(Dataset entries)
=== Section Start ===

PR #5962, opened 2023-08-03
Age blocks logic moved into dedicated trait

ShockedPlot7560:
## Introduction
Currently, a lot of code is duplicated for block age logic. This PR attempts to correct this problem by centralizing functions that are mostly duplicated in a dedicated trait.

Each block using this feature must define a constant: ``MAX_AGE`` which will be used by the trait. Defining this constant externally wouldn't be that much of a problem, as phpstan will detect if this constant is missing.

### API changes
- Add trait `AgeBlockTrait`


src/block/utils/AgeBlockTrait.php
```diff
@@ -0,0 +1,51 @@
...
+
+/**
+ * This trait is used for blocks that have an age property.
+ * Need to add to the block the constant MAX_AGE.
+ */
+trait AgeBlockTrait{
+	protected int $age = 0;
+
+	protected function describeBlockOnlyState(RuntimeDataDescriber $w) : void{
+		$w->boundedInt(strlen(decbin(self::MAX_AGE)), 0, self::MAX_AGE, $this->age);
```
dktapps: (int) ceil(log(2, max - min)) should be used here

src/block/utils/AgeBlockTrait.php
IvanCraft623, line 1: Maybe AgeableBlockTrait name would be more descriptive

ShockedPlot7560: This was one of the questions that lingered in the back of my mind. I was also hesitating with this name, which was the first one I used, and then I renamed it

src/block/CaveVines.php
```diff
@@ -38,9 +39,9 @@
 use function mt_rand;
 
 class CaveVines extends Flowable{
+	use AgeBlockTrait;
```
zSALLAZAR:
```suggestion
	use AgeBlockTrait;

```

src/block/ChorusFlower.php
```diff
@@ -42,28 +42,12 @@
 use function mt_rand;
 
 final class ChorusFlower extends Flowable{
+	use AgeBlockTrait;
```
zSALLAZAR:
```suggestion
	use AgeBlockTrait;

```

src/block/Crops.php
```diff
@@ -34,25 +34,9 @@
 use function mt_rand;
 
 abstract class Crops extends Flowable{
+	use AgeBlockTrait;
```
zSALLAZAR:
```suggestion
	use AgeBlockTrait;

```

src/block/Fire.php
```diff
@@ -36,25 +36,9 @@
 use function mt_rand;
 
 class Fire extends BaseFire{
+	use AgeBlockTrait;
```
zSALLAZAR:
```suggestion
	use AgeBlockTrait;

```

src/block/FrostedIce.php
```diff
@@ -23,30 +23,14 @@
 
 namespace pocketmine\block;
 
-use pocketmine\data\runtime\RuntimeDataDescriber;
+use pocketmine\block\utils\AgeBlockTrait;
 use pocketmine\event\block\BlockMeltEvent;
 use function mt_rand;
 
 class FrostedIce extends Ice{
+	use AgeBlockTrait;
```
zSALLAZAR:
```suggestion
	use AgeBlockTrait;

```

src/block/NetherVines.php
```diff
@@ -41,36 +41,17 @@
  * This class is used for Weeping & Twisting vines, because they have same behaviour
  */
 class NetherVines extends Flowable{
+	use AgeBlockTrait;
```
zSALLAZAR:
```suggestion
	use AgeBlockTrait;

```

src/block/NetherWartPlant.php
```diff
@@ -34,25 +34,9 @@
 use function mt_rand;
 
 class NetherWartPlant extends Flowable{
+	use AgeBlockTrait;
```
zSALLAZAR:
```suggestion
	use AgeBlockTrait;

```

src/block/Sugarcane.php
```diff
@@ -34,14 +34,9 @@
 use pocketmine\world\Position;
 
 class Sugarcane extends Flowable{
+	use AgeBlockTrait;
```
zSALLAZAR:
```suggestion
	use AgeBlockTrait;

```

zSALLAZAR (commented):
A blank line after the use-statement would match the code style

S3v3Nice:
What about adding an abstract function `getMaxAge()` instead of implicit constant `MAX_AGE`?

ShockedPlot7560:
> What about adding an abstract function `getMaxAge()` instead of implicit constant `MAX_AGE`?

I don't think it's appropriate to add a function returning a static result in this case.

src/block/utils/AgeBlockTrait.php
ShockedPlot7560: I don't see the point in the sense that if it's to replace the ``strlen`` it won't give a proper result.

ShockedPlot7560:
Now, I think it's necessary to have a healthier architecture than to force a constant. The only way would be to use two new functions: ``getMinAge`` which would default to 0 and ``getMaxAge`` which would need to be filled in.  
The problem is that this means we're adding yet more functions with fixed values, while we're avoiding introducing new ones as much as possible.  

Glad to hear other opinions on the subject

dktapps:
Constants are probably fine. This PR is only aimed at deduplicating code. We're not trying to introduce new functionality here.

src/block/utils/AgeableBlockTrait.php
```diff
@@ -0,0 +1,51 @@
...
+	protected int $age = 0;
+
+	protected function describeBlockOnlyState(RuntimeDataDescriber $w) : void{
+		$w->boundedInt(strlen(decbin(self::MAX_AGE)), 0, self::MAX_AGE, $this->age);
+	}
+
+	public function getAge() : int{ return $this->age; }
+
+	/** @return $this */
+	public function setAge(int $age) : self{
```
dktapps: This could probably have a `@phpstan-param int<0, self::MAX_AGE> $age`

src/block/utils/AgeableBlockTrait.php
```diff
@@ -0,0 +1,51 @@
...
+ * Need to add to the block the constant MAX_AGE.
+ */
+trait AgeableBlockTrait{
+	protected int $age = 0;
+
+	protected function describeBlockOnlyState(RuntimeDataDescriber $w) : void{
+		$w->boundedInt(strlen(decbin(self::MAX_AGE)), 0, self::MAX_AGE, $this->age);
+	}
+
+	public function getAge() : int{ return $this->age; }
```
dktapps: `@phpstan-return int<0, self::MAX_AGE>` would probably work here

src/block/utils/AgeableBlockTrait.php
```diff
@@ -0,0 +1,51 @@
...
+
+/**
+ * This trait is used for blocks that have an age property.
+ * Need to add to the block the constant MAX_AGE.
+ */
+trait AgeableBlockTrait{
+	protected int $age = 0;
+
+	protected function describeBlockOnlyState(RuntimeDataDescriber $w) : void{
+		$w->boundedInt(strlen(decbin(self::MAX_AGE)), 0, self::MAX_AGE, $this->age);
```
dktapps: This is a really nasty hack. `(int) ceil(log(self::MAX_AGE, 2))` is better for this.

src/block/utils/AgeBlockTrait.php
dktapps: I had the parameters backwards. See my newer comment below.

dktapps:
I managed to fix some of the int range errors, but it looks like overall they are way too inconvenient because of https://github.com/phpstan/phpstan/issues/6810
Until this is resolved it's probably not worth bothering

I knew there had to be some reason I didn't do this in the original code...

=== Section End ===

Directions for this task: Your answer should be every line above that contains the word "much".

Answer below:
Each block using this feature must define a constant: ``MAX_AGE`` which will be used by the trait. Defining this constant externally wouldn't be that much of a problem, as phpstan will detect if this constant is missing.
The problem is that this means we're adding yet more functions with fixed values, while we're avoiding introducing new ones as much as possible.  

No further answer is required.